One month later, there was an explosion at a hydrogen refuelling station in Norway. This week, a hydrogen gas leak and subsequent fire at a South Korean chemical plant caused three workers to suffer burns.
Such safety concerns have fuelled protests by South Korean resident groups worried about hydrogen facilities being built in their areas.
Kim Jong-ho, who began a month-long hunger strike against a planned fuel cell power plant in the port city of Incheon two days before the Gangneung blast, said the explosion refocused attention from pollution risks of hydrogen production to safety. Incheon has since agreed to review the safety and environmental impact of the plant.
Potential station operators have also gotten cold feet since the explosions.
Pyeongtaek city in April picked two gasoline stand operators to run hydrogen stands but within three months, both decided to bow out, forcing the city to restart its search.
"At first, I had great interest. But once I looked closely, I realised the government was pushing for something that can't make profits," one of the prospective operators said, asking not to be identified.
"And I couldn't live worrying about whether there would be an explosion."
To counter such fears, the government is holding briefings for residents, while Hyundai said it is working to convince consumers of hydrogen's safety with information promoted through Youtube and social media.
'VALLEY OF DEATH'
Despite government plans for 114 hydrogen stations - key for the widespread adoption of FCVs - to be built by end-2019, only 29 have been completed. Difficulties in gaining funds from local governments or businesses meant to help shoulder half the costs, delays in finding sites and opposition from residents have also hobbled efforts.
Those constructing the stations know they are in for a slog.
"There will be a period of going through the valley of death," Yoo Jong-soo, CEO of a consortium which has been tasked with building 100 stations but which does not expect to make money until 2025, said in a June presentation.
The consortium, which includes Hyundai, has also called on the government to subsidise operating costs for hydrogen stands. Such a move is under consideration, an industry ministry official told Reuters, declining to be identified as the plan has not been finalised.

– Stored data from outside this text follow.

PR #3073, opened 2026-05-29
Update uploads directory cleanups to include more directories

maxkadel:
This cleans up tenants that have since moved to S3, allows you to pass in past directories, and deletes orphaned tenant directories (ones that were created without a tenant ID)

### DIFF
--- a/app/services/uploads_cleanup_service.rb
+++ b/app/services/uploads_cleanup_service.rb
@@ -63,7 +63,7 @@ class UploadsCleanupService
       return
     end
 
-    Rails.logger.debug "Enqueueing cleanup for #{tenant} → #{uploads_path}"
+    Rails.logger.info "Enqueueing cleanup for #{tenant} → #{uploads_path}"
     CleanupUploadFilesJob.perform_later(
       delete_ingested_after_days: @delete_ingested_after_days,
       uploads_path: uploads_path,
@@ -117,7 +117,7 @@ class UploadsCleanupService
       return
     end
 
-    Rails.logger.debug "Enqueueing orphaned tenant cleanup for #{tenant_id} → #{uploads_path} " \
+    Rails.logger.info "Enqueueing orphaned tenant cleanup for #{tenant_id} → #{uploads_path} " \
          "(all files older than #{@delete_all_after_days} days)"
     CleanupUploadFilesJob.perform_later(
       delete_ingested_after_days: @delete_all_after_days,
--- a/app/services/uploads_cleanup_service.rb
+++ b/app/services/uploads_cleanup_service.rb
@@ -1,0 +1,130 @@
+# frozen_string_literal: true
+
+# Orchestrates per-tenant Hyrax upload staging cleanup by enqueueing
+# CleanupUploadFilesJob for every tenant that has local staging files.
+#
+# Two scenarios are handled:
+#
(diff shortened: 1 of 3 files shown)


app/services/uploads_cleanup_service.rb
```diff
@@ -0,0 +1,130 @@
...
+  def enqueue_tenant_cleanup(uploads_path, tenant)
+    return if @queued_paths.include?(uploads_path)
+
+    staging_dir = File.join(uploads_path, CleanupUploadFilesJob::CARRIERWAVE_SUBDIR)
+    unless Dir.exist?(staging_dir)
+      Rails.logger.debug "Skipping #{tenant}: no staging directory at #{staging_dir}"
+      return
+    end
+
+    Rails.logger.debug "Enqueueing cleanup for #{tenant} → #{uploads_path}"
```
aprilrieger: Right now the service uses Rails.logger.debug for the "Enqueueing cleanup for..." messages, which means we probably won’t see them in production logs by default. Since CleanupUploadFilesJob logs at info, it might make sense to use Rails.logger.info for the enqueueing messages as well to keep things consistent. I think the "Skipping" messages are fine staying at debug.

app/services/uploads_cleanup_service.rb
```diff
@@ -0,0 +1,130 @@
...
+  def enqueue_orphaned_cleanup(uploads_path, tenant_id)
+    return if @queued_paths.include?(uploads_path)
+
+    staging_dir = File.join(uploads_path, CleanupUploadFilesJob::CARRIERWAVE_SUBDIR)
+    unless Dir.exist?(staging_dir)
+      Rails.logger.debug "Skipping orphaned tenant #{tenant_id}: no staging directory at #{staging_dir}"
+      return
+    end
+
+    Rails.logger.debug "Enqueueing orphaned tenant cleanup for #{tenant_id} → #{uploads_path} " \
```
aprilrieger: Same comment as above here.

spec/services/uploads_cleanup_service_spec.rb
```diff
@@ -0,0 +1,249 @@
...
+        before { allow(Dir).to receive(:exist?).with('/nonexistent/path').and_return(false) }
+
+        it 'skips gracefully without raising' do
+          expect { service.run }.not_to raise_error
+        end
+
+        it 'does not enqueue jobs for the missing path' do
+          service.run
+
+          expect(CleanupUploadFilesJob).to have_received(:perform_later).once # main loop only
```
aprilrieger: Nice fix on the flaky spec, I noticed this test is still using .once, while the earlier one switched to negative expectations. Might be worth updating this one too for consistency.

aprilrieger (dismissed):
Nice work on this @maxkadel 


I left a few non-blocking suggestions in the review notes:
- Consider bumping the "Enqueueing cleanup for..." log messages to info level for production visibility
- One spec (line 194) still uses .once in a fragile way similar to the flaky test you fixed

aprilrieger (dismissed):
thank @maxkadel

spec/services/uploads_cleanup_service_spec.rb
maxkadel: thanks - fixed

aprilrieger (approved):
Thanks Max :)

"This will only increase the burden for taxpayers who have to pay for the government's hydrogen society splurge," said Ryu Yen-hwa, a former Hyundai Motor engineer and auto analyst who believes FCVs do not make commercial sense.
Just last month, Moon's administration announced it would more than double spending on the 'hydrogen economy' to over 500 billion won next year.

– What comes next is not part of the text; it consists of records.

PR #3095, opened 2026-06-08
Pin json ~> 2.0

ShanaLMoore:
Knapsacks gitignore Gemfile.lock and re-resolve from scratch in CI, so unpinned gems can drift to incompatible majors (e.g. json 3.x).

Pinning json at the Hyku level keeps every downstream resolving to a compatible version without each one overriding via bundler.d.

ref: https://notch8.slack.com/archives/C08EHRPQ9MY/p1780929216187279

image

@samvera/hyku-code-reviewers

### DIFF
--- a/Gemfile
+++ b/Gemfile
@@ -58,6 +58,7 @@ gem 'i18n-tasks', group: %i[development test]
 gem 'iiif_print', '~> 3.0.12'
 gem 'jbuilder', '~> 2.5'
 gem 'jquery-rails' # Use jquery as the JavaScript library
+gem 'json', '~> 2.0' # avoid v3 breaking changes downstream
 gem 'json-canonicalization', "0.3.1" # The maintainers yanked 0.3.2 version (see https://github.com/dryruby/json-canonicalization/issues/2)
 gem 'json_schemer' # Required for m3 schema validation
 gem 'launchy', group: %i[test]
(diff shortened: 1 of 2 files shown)


maxkadel (approved):
Thanks @ShanaLMoore!

Gemfile
```diff
@@ -22,7 +22,7 @@ gem 'addressable', '2.8.1' # remove once https://github.com/postrank-labs/postra
 gem 'aws-sdk-sqs', group: %i[aws]
 gem 'bixby', group: %i[development test]
 gem 'blacklight', '~> 7.38' # Updated for Rails 7.2 compatibility
-gem 'blacklight_advanced_search'
+gem 'blacklight_advanced_search', '~> 7.0' # v8 introduces breaking changes
```
maxkadel: Looking into this more, I think I was wrong - I think it was an individual test for that knapsack that failed with the new version, but I think v8 should be non-breaking.

maxkadel (changes requested):
Shoot, I think I was wrong about blacklight_advanced_search needing to be pinned - I think [v8 should be compatible with BL 7](https://github.com/projectblacklight/blacklight_advanced_search/blob/0e22b8e57ae90f35a57be14d9794b16aeb052a8c/blacklight_advanced_search.gemspec#L19) - it was just a specific test that failed in that one knapsack. 

I do think we need the json pin, though.

Gemfile
ShanaLMoore: closed and replaced by https://github.com/samvera/hyku/pull/3096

That includes 359 billion won on FCVs and refuelling stations, up 52% from this year and a huge leap from the 29.8 billion won spent in 2018.
Hyundai, which touts the Nexo as an "air purifier on the road", is banking on Seoul's aggressive targets to help it achieve economies of scale and bring down costs.

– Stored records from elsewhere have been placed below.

PR #3096, opened 2026-06-08
Pin json ~> 2.0

ShanaLMoore:
Knapsacks gitignore Gemfile.lock and re-resolve from scratch in CI, so unpinned gems can drift to incompatible majors (e.g. json 3.x).

Pinning json at the Hyku level keeps every downstream resolving to a compatible version without each one overriding via bundler.d.

ref: https://notch8.slack.com/archives/C08EHRPQ9MY/p1780929216187279

image

@samvera/hyku-code-reviewers


maxkadel (approved):
Thanks @ShanaLMoore!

It aims to cut the cost of a hydrogen car before subsidies to 50 million won once annual FCV production reaches 35,000. It hopes to make 40,000 per year by 2022, compared with plans for 11,000 next year.
In the meantime, however, the constraints around refuelling and the limited number of stations are causing much frustration.
Hydrogen stand operator Sung said while refuelling itself takes about 5-7 minutes, the next driver must wait another 20 minutes before sufficient pressure builds in the storage tank to supply the hydrogen or the car's tank will not be full.
That means he can only service about 100 fuel cell cars a day, compared to up to 1,000 at his gasoline stand. Many drivers can also not be bothered to wait 20 minutes and leave without a full tank.
Choi Gyu-ho, who bought his Nexo to take advantage of low fuel prices, also noted that a lack of stations elsewhere made it hard to leave Ulsan.
"It is very inconvenient. I feel anxious when I drive out of the city," he said.